- Estrogen metabolism and exposure in a genotypic-phenotypic model for breast cancer risk prediction.
Estrogen metabolism and exposure in a genotypic-phenotypic model for breast cancer risk prediction.
Current models of breast cancer risk prediction do not directly reflect mammary estrogen metabolism or genetic variability in exposure to carcinogenic estrogen metabolites. We developed a model that simulates the kinetic effect of genetic variants of the enzymes CYP1A1, CYP1B1, and COMT on the production of the main carcinogenic estrogen metabolite, 4-hydroxyestradiol (4-OHE(2)), expressed as area under the curve metric (4-OHE(2)-AUC). The model also incorporates phenotypic factors (age, body mass index, hormone replacement therapy, oral contraceptives, and family history), which plausibly influence estrogen metabolism and the production of 4-OHE(2). We applied the model to two independent, population-based breast cancer case-control groups, the German GENICA study (967 cases, 971 controls) and the Nashville Breast Cohort (NBC; 465 cases, 885 controls). In the GENICA study, premenopausal women at the 90th percentile of 4-OHE(2)-AUC among control subjects had a risk of breast cancer that was 2.30 times that of women at the 10th control 4-OHE(2)-AUC percentile (95% CI: 1.7-3.2, P = 2.9 × 10(-7)).
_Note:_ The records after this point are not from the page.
PR #238, opened 2022-02-09
Ret 485 motion stopping

caila-marashaj:


include/motor-control/core/motion_controller.hpp
```diff
@@ -50,13 +50,17 @@ class MotionController {
                  .velocity = velocity_steps,
                  .acceleration = acceleration_steps,
                  .group_id = can_msg.group_id,
-                 .seq_id = can_msg.seq_id};
+                 .seq_id = can_msg.seq_id,
+                 .stop_condition = static_cast<MoveStopCondition>(
```
Laura-Danielle, line 54: Think you can just pass this into the enum like: `MoveStopCondition(can_msg.request_stop_condition)`

include/motor-control/core/motor_interrupt_handler.hpp
```diff
@@ -163,17 +193,7 @@ class MotorInterruptHandler {
     void finish_current_move() {
```
Laura-Danielle, line 193: we should pass in the limit switch status here and default it to false.

include/motor-control/core/motor_interrupt_handler.hpp
```diff
@@ -163,17 +193,7 @@ class MotorInterruptHandler {
...
-                           .seq_id = buffered_move.seq_id,
-                           .current_position = static_cast<uint32_t>(
-                               position_tracker >>
-                               31),  // TODO (AA 2021-11-10): convert
-                                     // this value to mm instead of steps
-                           .ack_id = AckMessageId::complete};
-            static_cast<void>(
-                status_queue_client.send_move_status_reporter_queue(ack));
-        }
+        send_ack(false, AckMessageId::complete);
```
Laura-Danielle, line 196: Want to use the value passed into `finish_current_move` rather than setting it to false always.

include/motor-control/core/motor_messages.hpp
```diff
@@ -34,6 +37,7 @@ struct Ack {
     uint8_t seq_id;
     uint32_t current_position;
     AckMessageId ack_id;
+    bool lim_sw_triggered;
```
Laura-Danielle, line 40: The ack message gets put into a `MoveCompleted` command which is found in `move_status_reporter_task.hpp`

Laura-Danielle (changes requested):
Somehow you've got changes from your previous PR in here. Also have some change requests.

include/motor-control/core/motor_interrupt_handler.hpp
```diff
@@ -119,6 +124,31 @@ class MotorInterruptHandler {
...
+                status_queue_client.send_move_status_reporter_queue(ack));
+        }
+    }
+    auto limit_switch_triggered() -> bool {
+        if (hardware.check_limit_switch() && can_step()) {
+            send_ack(true, AckMessageId::error);
+            return true;
+        }
+        if (hardware.check_limit_switch() && !can_step()) {
+            send_ack(true, AckMessageId::complete);
```
Laura-Danielle, line 147: Now that I think about it, we want to have the move be "finished" regardless of what happens in the limit switch.


We should be calling `finish_move` either here or higher up in the `pulse` function

sfoster1 (changes requested):
I think we want the normal stop condition to ignore the limit switches. That way we don't have to retract and can tolerate being stopped with the limit switches triggered.

include/motor-control/core/motor_interrupt_handler.hpp
```diff
@@ -104,18 +104,37 @@ class MotorInterruptHandler {
...
                 }
+                return false;
             }
-            return false;
+        }
+        return false;
+    }
+
+    auto limit_switch_triggered() -> bool {
+        if (hardware.check_limit_switch() && can_step()) {
```
sfoster1, line 131: This functionality means that
- If the limit switch is triggered on the last _tick_ of the move, there's no error
- If the limit switch is triggered on any other tick, there's an error

There's a couple problems with this. First, we're going to use this for homing - we _want_ to hit the limit switch, that's not an error. Second, checking on the last _tick_ as opposed to the last _step_ basically ensures this won't happen - the last step would be the thing that hits the switch.

sfoster1 (changes requested):
The changes to `pulse` make sense, but I think that hitting the limit switch is _not_ an error. When the stop condition is `MoveStopCondition::limit_switch`, hitting the limit switch during the move is the expected outcome, the happy path. If we want an error, it's actually the case where the move completes _without_ hitting the switch.

So let's change `limit_switch_triggered` as mentioned in the inline comment.

Also, this is extremely core functionality - we need some tests.

include/motor-control/core/motor_interrupt_handler.hpp
Laura-Danielle: I think this all makes sense. One caveat that I think we should take into account is that if a stop condition that was specified is _not_ met, then we should consider that an error.

include/motor-control/core/motor_messages.hpp
```diff
@@ -17,23 +17,34 @@ struct MotionConstraints {
...
     uint8_t seq_id;
+    MoveStopCondition stop_condition = MoveStopCondition::none;
 };
-
 const uint8_t NO_GROUP = 0xff;
 
-enum class AckMessageId : uint8_t { complete = 0x1, error = 0x04 };
+enum class AckMessageId : uint8_t {
+    complete = 0x1,
+    triggered_lim_sw = 0x2,
```
sfoster1, line 38: if we stick with an approach like this, we'll keep having to add new elements when we add new stop conditions. what if we add two new elements, `stopped_from_condition` and `completed_without_condition` or something, and that'll hold us forever

include/motor-control/core/motor_messages.hpp
```diff
@@ -17,23 +17,34 @@ struct MotionConstraints {
...
+    error = 0x04
+};
 
 struct Ack {
     uint8_t group_id;
     uint8_t seq_id;
     uint32_t current_position;
     AckMessageId ack_id;
+    bool lim_sw_triggered;
```
sfoster1, line 47: I also think the `bool lim_sw_triggered` is redundant given that we have the `AckMessageId` already, I don't believe we need it

python/opentrons_ot3_firmware/messages/payloads.py
```diff
@@ -83,6 +83,7 @@ class AddToMoveGroupRequestPayload(MoveGroupRequestPayload):
 class AddLinearMoveRequestPayload(AddToMoveGroupRequestPayload):
```
sfoster1, line 83: We'll need to add the ack id mapping in here to `MoveCompletedPayload` in this file as well

sfoster1 (changes requested):
Almost there! I think we should change the way we do the ack ids and plumb the acknowledgement messaging all the way back out of canbus but the core functionality looks great.

motor-control/tests/test_limit_switch.cpp
```diff
@@ -46,7 +46,8 @@ TEST_CASE("Move with stop condition == limit switch") {
     GIVEN("the limit switch has not been triggered") {
         test_objs.hw.set_mock_lim_sw(false);
         WHEN("the move is finished") {
-            test_objs.handler.finish_current_move();
+            while (!test_objs.handler.pulse())
```
Laura-Danielle, line 49: Generally we try to stay away from using `while()` loops, especially in tests. If you make the move short enough you should only need to call pulse like 3x times or something like that.

python/opentrons_ot3_firmware/messages/payloads.py
caila-marashaj: are you referring to `request_stop_condition` inside `AddLinearMoveRequest` ? Or is there another parameter for ack_id mapping

include/motor-control/core/motor_messages.hpp
```diff
@@ -17,23 +17,33 @@ struct MotionConstraints {
...
+    complete_without_condition = 0x1,
+    stopped_by_condition = 0x2
+};
 
 struct Ack {
     uint8_t group_id;
     uint8_t seq_id;
     uint32_t current_position;
     AckMessageId ack_id;
+    //    bool lim_sw_triggered;
```
sfoster1, line 46: let's remove commented out code

include/motor-control/core/tasks/move_status_reporter_task.hpp
```diff
@@ -33,8 +33,8 @@ class MoveStatusMessageHandler {
             .group_id = message.group_id,
             .seq_id = message.seq_id,
             .current_position = message.current_position,
-            .ack_id =
-                static_cast<uint8_t>(motor_messages::AckMessageId::complete),
+            .ack_id = static_cast<uint8_t>(message.ack_id)
+            //                static_cast<uint8_t>(motor_messages::AckMessageId::complete_without_condition),
```
sfoster1, line 37: remove commented out code

sfoster1 (approved):
Functionality looks good. I think we may someday want "error" as a move complete id back, as well as some "there was no condition, and the move went ok", but I think this is great for now.

Let's just remove that commented out code before merging.

Laura-Danielle (approved):
Looks great to me aside from the commented out code 🥂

This relative risk was 1.89 (95% CI: 1.5-2.4, P = 2.2 × 10(-8)) in postmenopausal women. In the NBC, this relative risk in postmenopausal women was 1.81 (95% CI: 1.3-2.6, P = 7.6 × 10(-4)), which increased to 1.83 (95% CI: 1.4-2.3, P = 9.5 × 10(-7)) when a history of proliferative breast disease was included in the model. The model combines genotypic and phenotypic factors involved in carcinogenic estrogen metabolite production and cumulative estrogen exposure to predict breast cancer risk. The estrogen carcinogenesis-based model has the potential to provide personalized risk estimates.